For __CodeGen__, run

```bash
python nl2code_codegen.py --language en \
--model_size 350M --model_data mono
```

Other valid options for `model_size` include: "2B", "6B", and "16B", which correspond to the 2.7B, 6.1B, and 16.1B CodeGen models.

For `model_data`, other options include "multi" and "nl".

### Evaluation

Our default evaluation metric is the execution pass rate.
Before the evaluation, make sure your environment has all required libraries installed, and better imported as in the code samples.

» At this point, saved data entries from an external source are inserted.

PR #430, opened 2023-10-13
Add Protocol Upgrade test

### LINKED ISSUE #189: Protocol upgrades: test switching to a new protocol version
Write end-to-end test to test the entire functionality of the `UpgradeOrchestrator` in different edge case scenarios.
- attestations over upgrade boundaries (with different versions)
-

jonastheis:
This extends `Test_Upgrade_Signaling` to not only test for the signaling of votes but also to continue and test for the upgrade to actually happen in the voted upon epoch. Nodes that didn't upgrade can't process the blocks while nodes that upgraded will only accept blocks with the new version from the upgrade epoch. 

Other changes:
- rename `CurrentAPI` to `CommittedAPI` in `APIProvider`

To do this, you can:

```bash
pip install -r ./library/requirements.txt
python ./library/imports.py
```

Then we can perform the execution by running:

```bash
python eval_passk.py --language en --prediction_path ${MODEL_PRED_PATH}
```

We also support five other non-execution metrics: BLEU, ROUGE, METEOR, ChrF, and CodeBLEU.
For example, to evaluate with the BLEU metric, run:

```bash
python eval_nonex.py --language en --prediction_path ${MODEL_PRED_PATH} --eval_metric bleu
```

Specifying the `eval_metric` argument with "rouge"/"meteor"/"chrf"/"codebleu" to use other metrics.

### Detailed Analysis

#### Open-Domain versus Closed-Domain

To evaluate on the subset of open-domain or closed-domain samples, you only need to add another argument at evaluation time (when running `eval_passk.py` or `eval_nonex.py`), by

```bash
--library_usage "open" # or "closed"
```

#### Few-shot Prompting

To include more prompt-solution pairs for in-context prompting learning, specify the `num_examples` at inference time (when running `nl2code_codex.py` and `nl2code_codegen.py`), by

```bash
--num_examples 1 # 2, 3, ...
```

#### Number of Input Test Cases

To add exemplar test cases in the prompt inputs, specify the `num_tests` at inference time, by

```bash
--num_tests 1 # 2, 3, ...
```

#### Number of Evaluation Test Cases

To use different numbers of test cases for execution-based evaluation, specify the `num_tests_eval` when running `eval_passk.py`, for example

```bash
python eval_passk.py --language en --prediction_path ${MODEL_PRED_PATH} --num_tests_eval 1
```

#### Semantics of Function Names

Our paper explores three methods to create function names in the wrapping context:

* "id": `f_${ID}`, simple string formatting using the StackOverflow post ID
* "constant": `function`, using the same string constant for all samples
* "intent": heuristic-based extraction from the paired NL intent

To experiment with different function names, specify the `function_name` at inference time, by

```bash
--function_name "intent" # "id" "constant"
```

#### Metric Correlation

We also provide code to compare execution-based and non-execution evaluation metrics on a sample-wise basis. Take the execution and BLEU score as an example, one can run:

```bash
python metric_corr.py --language en \
--prediction_file ${MODEL_PRED_PATH} \
--eval_metric "bleu"
```

To get visualizations in violin plots and histograms, add `--do_plot_violin` or `do_plot_stacked_hist`.